In contrast, the use of predictive coding in the context of internal investigations often does not raise the same concerns that arise in the context of litigation. In many internal investigations, there is no need to negotiate with or satisfy outside parties regarding the technology’s reliability. Additionally, as internal investigations typically do not require document production, there are no concerns about producing privileged material.

Despite the fact that predictive coding has been shown to be more accurate and efficient than a traditional linear or keyword search review, concerns regarding its use persist. People are often hesitant to trust the technology to identify the documents they seek, fearing that it will miss important documents that a more traditional process would have captured. They are also hesitant to add up-front technology costs to a project when they are uncertain of the results and concerned that they will still need to review a large number of documents manually. 

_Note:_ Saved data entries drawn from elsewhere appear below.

PR #243, opened 2025-01-21
BCeID FN LN Issue Fix

sanjaytkbabu:
# Description
[PADS-436](https://apps.nrs.gov.bc.ca/int/jira/browse/PADS-436)
BCeID was passing both fn and ln in given_name, now we're splitting it on space to fn and ln.

## Types of changes

## Checklist

### DIFF
--- a/app/src/services/user.ts
+++ b/app/src/services/user.ts
@@ -27,12 +27,15 @@ const service = {
       .filter((claims) => claims) // Drop falsy values from array
       .concat(undefined)[0]; // Set undefined as last element of array
 
+    const firstName = token.given_name.split(' ')[0];
+    const lastName = token.family_name.trim().length > 0 ? token.family_name : token.given_name.split(' ')[1];
+
     return {
       identityId: identityId,
       sub: token.sub ? token.sub : token.preferred_username,
-      firstName: token.given_name,
+      firstName: firstName,
       fullName: token.name,
-      lastName: token.family_name,
+      lastName: lastName,
       email: token.email,
       idp: token.identity_provider,
       active: true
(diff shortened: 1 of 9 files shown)


wilwong89 (approved):

qhanson55 (approved):

app/src/services/user.ts
```diff
@@ -27,12 +27,15 @@ const service = {
       .filter((claims) => claims) // Drop falsy values from array
       .concat(undefined)[0]; // Set undefined as last element of array
 
+    const firstName = token.given_name.split(' ')[0];
+    const lastName = token.family_name.trim().length > 0 ? token.family_name : token.given_name.split(' ')[1];
```
kyle1morel, line 31: If someone is named `Jim Joe Smith`, this would only store `Joe` as their last name, and `Smith` would be omitted entirely.

This will also array out of bounds in the possibility a user comes in with only a single word for their `given_name` and no `family_name`.

kyle1morel (changes requested):

jujaga (changes requested):
We cannot do this - anything we get from the JWT is canonical in nature and should not be manipulated under any circumstances when storing it in our system. We should not be interpreting the values in here because we do not have the authority to do so.

frontend/src/views/contact/ContactProfileView.vue
```diff
@@ -19,7 +20,11 @@ const formRef: Ref<InstanceType<typeof Form> | null> = ref(null);
 const initialFormValues: Ref<any | undefined> = ref(undefined);
 
 // Form validation schema
+// TODO: Sync contact key naming so common validator can be used
 const contactSchema = object({
+  firstName: string().required().max(255).label('First name'),
```
sanjaytkbabu, line 25: should we start using i18n for validation schemas?

PR #249, opened 2025-01-28
Fix for critical screen reader issues, some accessibility enhancements

wilwong89:
# Description

Updated header and navbar to streamline screenreader flow
Updated submission and enquiry intake forms to have proper section headings, proper stepheader buttons
Updated permits detailed page to read out correct statuses
Fix beginning splash page header to read as one sentence
Added alt text to proponent tables

[PADS-311](https://apps.nrs.gov.bc.ca/int/jira/browse/PADS-311?)
Remove dividers from being read out by screen reader.

## Types of changes

## Checklist


frontend/src/components/form/SectionHeader.vue
```diff
@@ -10,6 +10,6 @@ const { title } = defineProps<{
 <template>
   <div class="col-span-12 mb-4 flex items-center">
     <h4 class="flex-none m-0 pr-4">{{ title }}</h4>
-    <Divider />
+    <Divider aria-hidden="true" />
```
kyle1morel, line 13: Do we want to wrap this component into our own to ensure accessibility requirements aren't missed in the future? It appears numerous times in this PR.

kyle1morel (approved):

frontend/src/components/form/SectionHeader.vue
wilwong89: I'll make the switch. We'll still need to make sure devs remember to use the our wrapper version instead of the primevue lib.

frontend/src/views/permit/PermitStatusView.vue
```diff
@@ -355,9 +358,32 @@ onBeforeMount(async () => {
                 <div
                   class="timeline-content"
                   :class="slotProps.item.class"
+                  role="note"
+                  :aria-hidden="slotProps?.item?.iconClass == 'crossed-circle'"
                 >
                   {{ slotProps.item.text }}
                 </div>
+                <div
+                  v-if="slotProps?.item?.iconClass == 'previous'"
```
sanjaytkbabu, line 367: not sure if it's dumb, but can we have constants declared and check it here? for previous, empty and current?

sanjaytkbabu (approved):

frontend/src/views/HomeView.vue
```diff
@@ -16,8 +16,11 @@ const toHousing = (): void => {
     <div class="poly" />
     <div class="flex items-center justify-start h-full">
       <div class="text-left text-white/90">
-        <h1 class="mb-0">Welcome to the</h1>
-        <h1 class="mt-0">Permit Connect Services</h1>
+        <h1 class="mb-0">
+          Welcome to the
+          <br />
+          Permit Connect Services
+        </h1>
```
jujaga, line 23: Is this something that needs to be in i18n?

frontend/src/views/permit/PermitStatusView.vue
jujaga: The div with the v-if v-else-if stuff is making me wonder if the actual content values inside the div should be yielded as a computed or function instead and put in as a template string, instead of remounting the entire div object - it seems like all the other div attributes are basically identical otherwise.

naixin-zhangbc:
Looking great! One small change I'd like to suggest:

- When the tracker is designed to be skipped in screen reader because the application is abandoned/withdrawn/etc., can we also skip the header "Application progress"?
- I have a couple questions about other parts. Will chat about it in our 1:30 meeting.

Subin1Doo:
Things are looking great for the most part! 
Just one thing that's not working still, still can't get the screen reader to read tool-tips. 
We did mark the tooltip issue as "critical." So would be best if we can get this fixed! Thank you

frontend/src/views/permit/PermitStatusView.vue
wilwong89: Refactored to use a computed function approach.

wilwong89:
> **Per the latest discussion, we can leave these to a future ticket, and focus on fixing the tooltip issue.**
> 
> Looking great! All critical issues have been fixed. I only have small changes I'd like to suggest, but none of these should block the launch on Feb. 4.
> 
> Can we look into the followings:
> 
> * When letting the VoiceOver read out the page automatically (VO+A), it gets stuck after the header banner and the top menu bar. Users can use keyboard navigator to unstuck though.
> * On the Project page, it would be good to group the "project name, project ID, created by, navigator" information, so that screen reader reads all these information together before reading "Ask my navigator" button.
> * On permit details page, when the tracker is designed to be skipped in screen reader because the application is abandoned/withdrawn/etc., can we also skip the header "Application progress"?

> Things are looking great for the most part! Just one thing that's not working still, still can't get the screen reader to read tool-tips. We did mark the tooltip issue as "critical." So would be best if we can get this fixed! Thank you

* Unable to resolve the page readout getting stucks (VO+A), something with Vue and slots is causing the issue in the header and would require more time to find out.
* Updated the groupings to put the "Ask my navigator" button after the information.
* Added the "Application Progress" header skip on abandoned/withdrawn/etc status
* Tool tips fix is in another PR.

kyle1morel (approved):

PR #254, opened 2025-01-31
Fix tooltip stuck being displayed.

wilwong89:
# Description

Certain tooltips, when the component they are attached to are clicked, with stay stuck displayed on screen instead of disappearing after mouse leaves the attached component.
Created a custom component wrapping divs with tooltip directives to fix this issue.
[PADS-428](https://github.com/bcgov/nr-permitconnect-navigator-service/pull/254)

## Types of changes

## Checklist

### DIFF
--- a/frontend/src/components/common/Tooltip.vue
+++ b/frontend/src/components/common/Tooltip.vue
@@ -1,34 +1,74 @@
 <script setup lang="ts">
-import { useI18n } from 'vue-i18n';
-import { computed } from 'vue';
-
-// Actions
-const { t } = useI18n();
-const { down, left, right, text, up } = defineProps<{
-  down?: boolean;
+const {
+  bottom,
+  left,
+  icon = 'fa-solid fa-circle-info',
+  right,
+  text,
+  top
+} = defineProps<{
+  bottom?: boolean;
   left?: boolean;
+  icon?: string;
   right?: boolean;
   text?: string;
-  up?: boolean;
+  top?: boolean;
 }>();
-
-const direction = computed(() => {
-  if (down) return 'down';
-  else return 'up';
-});
 </script>
 
 <template>
-  <div
-    v-tooltip="{ value: text, modifier: direction }"
-    v-tooltip.focus="{ value: text, modifier: direction }"
-  >
+  <span class="tooltip-root">
+    <div class="screen-reader-only inline-block">{{ text }}</div>
+
     <div
-      v-tooltip="{ value: text, modifier: direction }"
-      v-tooltip.focus="{ value: text, modifier: direction }"
-      tabindex="0"
+      v-if="bottom"
+      v-tooltip.bottom="text"
     >
-      <font-awesome-icon icon="fa-solid fa-circle-info" />
+      <div
+        v-tooltip.focus.bottom="text"
+        tabindex="0"
+      >
+        <font-awesome-icon :icon />
+      </div>
     </div>
-  </div>
+    <div
+      v-else-if="left"
+      v-tooltip.left="text"
+    >
+      <div
+        v-tooltip.focus.left="text"
+        tabindex="0"
+      >
+        <font-awesome-icon :icon />
+      </div>
+    </div>
+    <div
+      v-else-if="right"
+      v-tooltip.right="text"
+    >
+      <div
+        v-tooltip.focus.right="text"
+        tabindex="0"
+      >
+        <font-awesome-icon :icon />
+      </div>
+    </div>
+    <div
+      v-else-if="top"
+      v-tooltip.top="text"
+    >
+      <div
+        v-tooltip.focus.top="text"
+        tabindex="0"
+      >
+        <font-awesome-icon :icon />
+      </div>
+    </div>
+  </span>
 </template>
+
+<style lang="scss" scoped>
+.tooltip-root {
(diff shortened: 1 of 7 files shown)


frontend/src/components/common/Tooltip.vue
```diff
@@ -0,0 +1,74 @@
...
+      </div>
+    </div>
+  </span>
+</template>
+
+<style lang="scss" scoped>
+.tooltip-root {
+  color: var(--p-primary-color);
+}
+</style>
```
kyle1morel, line 74: Avoid scoped css where possible. If possible, attempt to modify the custom theme. If the styling cannot be accomplished via the custom theme then consider `main.scss`. As this is simply a colour override, we already have existing classes for this in our main file.

frontend/src/components/common/Tooltip.vue
```diff
@@ -0,0 +1,74 @@
...
+      v-tooltip.top="text"
+    >
+      <div
+        v-tooltip.focus.top="text"
+        tabindex="0"
+      >
+        <font-awesome-icon :icon />
+      </div>
+    </div>
+  </span>
```
kyle1morel, line 67: Component will not render anything if one of the directional options is not provided.

frontend/src/components/housing/enquiry/EnquiryIntakeForm.vue
```diff
@@ -289,14 +290,14 @@ onBeforeMount(async () => {
...
-            v-tooltip.right="t('enquiryIntakeForm.contactTooltip')"
-            v-tooltip.focus.right="t('enquiryIntakeForm.contactTooltip')"
-            tabindex="0"
-          >
-            <font-awesome-icon icon="fa-solid fa-circle-info" />
-          </span>
+          <div class="flex">
+            <span class="section-header">{{ t('enquiryIntakeForm.contactInformation') }}</span>
+            <Tooltip
+              class="text-base flex align-items"
```
kyle1morel, line 296: This goes for all instances: Style classes like `flex` and `align` shouldn't be required for this component. The component shouldn't handle the appropriate layout internally. Style classes like `margin` or font size adjustments are what would be expected.

sanjaytkbabu:
the tooltip text is being shown outside of it.

frontend/src/components/common/Tooltip.vue
wilwong89: Updated to use the exiting colour override class.

frontend/src/components/common/Tooltip.vue
wilwong89: Default added at the template level, will default to right hand side.

frontend/src/components/housing/enquiry/EnquiryIntakeForm.vue
wilwong89: Made a change to the component and it should no longer require the style classes like `flex` and `align`. Those classes have been removed.

sanjaytkbabu (approved):

qhanson55 (commented):
The tab navigation no longer works for the tooltips it seems, tabbing over tooltip should render tooltip

wilwong89:
> The tab navigation no longer works for the tooltips it seems, tabbing over tooltip should render tooltip

I was told to not have enable tabbing over for revealing tooltip. However, it will be read by screen reader software when navigated over.

frontend/src/components/common/Tooltip.vue
```diff
@@ -0,0 +1,52 @@
+<script setup lang="ts">
+// Defaults tooltip to right if not stated.
+const {
+  bottom,
+  left,
+  icon = 'fa-solid fa-circle-info',
+  /* eslint-disable-next-line @typescript-eslint/no-unused-vars */
```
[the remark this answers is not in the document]
wilwong89: Updated with `v-else-if="right"`

frontend/src/views/housing/HousingView.vue
```diff
@@ -118,24 +119,20 @@ onMounted(async () => {
...
-        tabindex="-1"
-      >
-        {{ t('housing.myProjects') }}
-        <div
-          v-tooltip.right="t('housing.projectsTooltip')"
-          class="flex items-center pl-2 text-xl"
+      <div class="flex items-center flex-row">
+        <h2
+          id="projects"
+          class="flex"
```
kyle1morel, line 125: Don't believe this `flex` is doing anything as their are no child elements or alignment happening.

frontend/src/views/housing/HousingView.vue
```diff
@@ -219,22 +216,21 @@ onMounted(async () => {
...
-        {{ t('housing.generalEnquiries') }}
-        <div
-          v-tooltip.right="t('housing.enquiriesTooltip')"
-          v-tooltip.focus.right="t('housing.enquiriesTooltip')"
-          class="flex items-center pl-2 text-xl"
-          tabindex="0"
+      <div class="flex items-center flex-row">
+        <h2
+          id="enquiries"
+          class="flex font-bold"
```
kyle1morel, line 222: Don't believe this `flex` is doing anything as their are no child elements or alignment happening.

wilwong89: Class removed.

qhanson55 (approved):

PR #262, opened 2025-02-12
added button and endpoint for downloading submission permit data

qhanson55:
# Description

Added a button in the frontend, new "reporting" endpoint, and a new rbac resource that allow the downloading of submission and permit data
Users with navigator read only, navigator, supervisor, and admin can perform this action. 
[PADS-437](https://apps.nrs.gov.bc.ca/int/jira/browse/PADS-437)

## Types of changes

## Checklist


qhanson55:
> Can we preserve the column headers? Without this I do not know what data I am looking at. Also, will this work in async? I am thinking about what happens when there are 100K rows....we need to make sure this won't freeze up their session if possible.

fixed no headers

wilwong89 (approved):

kyle1morel (approved):

PR #277, opened 2025-03-05
Reorganizes views folder structure

kyle1morel:
# Description

Reorganizes views and views unit tests folder structure to match new routing.

## Types of changes

Documentation (non-breaking change with enhancements to documentation)

## Checklist


frontend/src/router/internalHousing.ts
```diff
@@ -65,7 +66,8 @@ const routes: Array<RouteRecordRaw> = [
               {
                 path: ':permitId',
                 name: RouteName.INT_HOUSING_PROJECT_PROPONENT_PERMIT,
-                component: () => import('@/views/permit/PermitStatusView.vue'),
+                // TODO: Do we want to make an internal view that uses the same components?
```
qhanson55, line 69: didn't want to go file duplicate route? Also should have TODO reflect that we do want to eventually go down this route rather than a question?

kyle1morel: There's a significant amount of logic in the views themselves. I don't think duplicating all that is a good idea. It could potentially all be moved into a component? Then the views could just use that component. Kind of defeats the purpose of the view at that point it feels like, as it's effectively just acting solely as a wrapper. Idk. Ill update the comment for now.

qhanson55 (approved):

jujaga (approved):

PR #279, opened 2025-03-07
Fixed incorrect enquiry and submission search for contact history

qhanson55:
# Description

Fixed incorrect enquiry and submission search for contact history so that contacts with no user attachment have correct history and so that any nav created submissions are still connected to the correct contact.

## Types of changes

## Checklist

### DIFF
--- a/frontend/src/components/contact/ContactHistoryList.vue
+++ b/frontend/src/components/contact/ContactHistoryList.vue
@@ -6,7 +6,6 @@ import { useRoute, useRouter } from 'vue-router';
 import { Spinner } from '@/components/layout';
 import { Column, DataTable } from '@/lib/primevue';
 import { RouteName } from '@/utils/enums/application';
-import { IntakeStatus } from '@/utils/enums/housing';
 import { formatDate } from '@/utils/formatters';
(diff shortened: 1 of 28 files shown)


sanjaytkbabu (approved):

kyle1morel (approved):

frontend/src/components/contact/ContactHistoryList.vue
```diff
@@ -189,10 +188,14 @@ onMounted(() => {
...
+      field="applicationStatus"
       header="Activity status"
       :sortable="true"
       style="min-width: 150px"
-    />
+    >
+      <template #body="{ data }">
+        {{ 'submissionId' in data ? data.applicationStatus : data.enquiryStatus }}
+      </template>
+    </Column>
```
kyle1morel, line 199: Sorting will not work with enquiry status here as the field will be undefined. I think the only way to get around this though is to create two separate columns.

qhanson55: All submissions will have a `submissionId` and if not a submission then it is an Enquiry which will have the enquiryStatus, no?

kyle1morel (approved):

PR #285, opened 2025-03-20
New login flow

sanjaytkbabu:
# Description
[PADS-461](https://apps.nrs.gov.bc.ca/int/jira/browse/PADS-461)
OIDCLoginView updated with the new login UI
LoginView removed
login method updated with kc_idp_hint

## Checklist


Subin1Doo:
Looks great! Just a couple of changes,,
- Can we open the hyperlinks in a different window so it's easier for the users to come back to the login page once they create an ID/ account. 
- Can we make it so the login area is a fixed width and height? it's 460px by 772px in the design. 
- browser back button not working as Sharolyn mentioned
- can we change the background colour to BC blue plz
Thank you!

kyle1morel (approved):

PR #293, opened 2025-04-01
Chore/q4 security continuity updates

qhanson55:
# Description

## Checklist


slhurley:
- Navigator entered submissions should not show on proponents My Projects page (see F2E1C324).  They just cause errors.
- On the intake form, choose that it is a Registered business and then try to actually choose one from the list after entering a couple of characters...it won't let you.
- Everything else looks good to me!

qhanson55:
> 1. Navigator entered submissions should not show on proponents My Projects page (see F2E1C324).  They just cause errors.
> 2. On the intake form, choose that it is a Registered business and then try to actually choose one from the list after entering a couple of characters...it won't let you.
> 3. Everything else looks good to me!

1. This behaviour replicates on our current master branch, but it is expected. This will only happen to users who have developer permissions and are able to both view Proponent Housing View and Navigator Housing View. When a developer creates a submission on the Nav side it will show under their projects on the Prop side. Outside of users with developer permissions you won't find Projects created by Navs in the Props' Project list as that list is scoped to self.
2. This is a known bug (but need a ticket)... it's intermittent and we can't get it to consistently replicate, is this consistently happening to you? Or does it not work sometimes and then work?
3. Thank you :)

jujaga (approved):

kyle1morel (approved):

However, one significant benefit of predictive coding is that it can significantly reduce overall cost, because it reduces the number of documents that need to be individually reviewed in order to achieve results comparable to those achieved with traditional techniques. While there is typically some additional up-front cost associated with using the technology, considerable savings result from the decreased need for reviewer time. Furthermore, the mistrust of concept searching and predictive coding can be alleviated by performing quality control checks of statistically significant samples to ensure that the software is yielding the anticipated results. 

Although lawyers may initially be reluctant to embrace this new technology, real-world experience has shown that proper use of predictive coding significantly lowers overall costs and increases accuracy. Moreover, it can be a particularly powerful tool in the context of internal investigations, where a high value is placed on swiftly and efficiently identifying only the most significant documents.